Today women are often tempted to request or submit to abortions because they find themselves in difficult - indeed in some cases desperate - circumstances. All too often, pregnant women are abandoned by the father of their children. Often they lack supportive families and other important human and material resources. People of good will, rightly sympathetic to the plight of these women, are sometimes misled into thinking they would be well served by policies allowing them to do away with their "unwanted" offspring. However, it is a misguided compassion which views killing as a solution to these difficulties. Public and private efforts should he made to help pregnant women facing such circumstances. In particular, organizations such as Birthright deserve strong encouragement. Women should be presented with the range of alternatives to abortion, and supported in their efforts to secure a decent and dignified life for themselves and their children.

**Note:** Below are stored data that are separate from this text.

PR #10707, opened 2023-11-10
[memory_checker/test_memory_checker] - Increase timeout for memory checker test 

tudupa:
### Type of change

- [ ] Bug fix

### Back port request
- [ ] 201911
- [ ] 202012
- [x] 202205
- [x] 202305

The test case test_memory_checker consumes a large amount of memory on the telemetry docker and waits for monit to detect the failure. The testcase waits for 80 seconds currently to see if monit fails. This timeout is not enough. In the testcase monit runs every second and since there are an increased number of checks in monit currently, the cpu does not have enough idle cycles for the monit to detect the failure. Therefore, increasing the timeout to 150 seconds.
#### How did you do it?
Increased the monit fail timeout to 150 seconds
Ran the test multiple times to see if the testcase passes.
NA
NA
### Documentation
NA


tudupa:
@Blueve Can you please review this PR?

Blueve (approved):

In concluding his most recent pastoral visit to our country, Pope John Paul II recalled the bounty of America and the nobility of our national ideals. Every American Catholic should consider prayerfully his prophetic words to us:
The best traditions of your land presume respect for those who cannot defend themselves. If you want equal justice for all, and true freedom and lasting peace, then, America, defend life! All the great causes that are yours today will have meaning only to the extent that you guarantee the right to life and protect the human person.
Feeding the poor and welcoming refugees; reinforcing the social fabric of this nation; promoting the true advancement of women; securing the rights of minorities; pursuing disarmament, while guaranteeing legitimate defense: all this will succeed only if respect for life and its protection by the law is granted to every human being from conception until natural death.
Every human person- no matter how vulnerable or helpless, no matter how young or how old, no matter how healthy, handicapped, or sick, no matter how useful or productive for society- is a being of inestimable worth created in the image of God. This is the dignity of America, the reason she exists, the condition for her survival- yes, the ultimate test of her greatness: to respect every human person, especially the weakest and most defenseless ones, those as yet unborn.
Ultimately, God will not judge our nation on its economic prosperity, military strength, or international influence and prestige, but on how well it promotes and protects the dignity of every human being. May the Judge of Nations not find us wanting.
June 1, 1990
1) "The Human Person - God's Greatest Blessing" in John Paul II in America (Boston: Daughters of St. Paul) 1987, p. 309.
2) Homily at the Washington Mall, October 7, 1979.
3) NCCB Resolution on Abortion, November 7, 1989.
4) Christifideles Laici, 38.
5) Christifideles Laici, 17.
6) "The Human Person - God's Greatest Blessing" in John Paul II in America (Boston: Daughters of St. Paul) 1987, p. 309.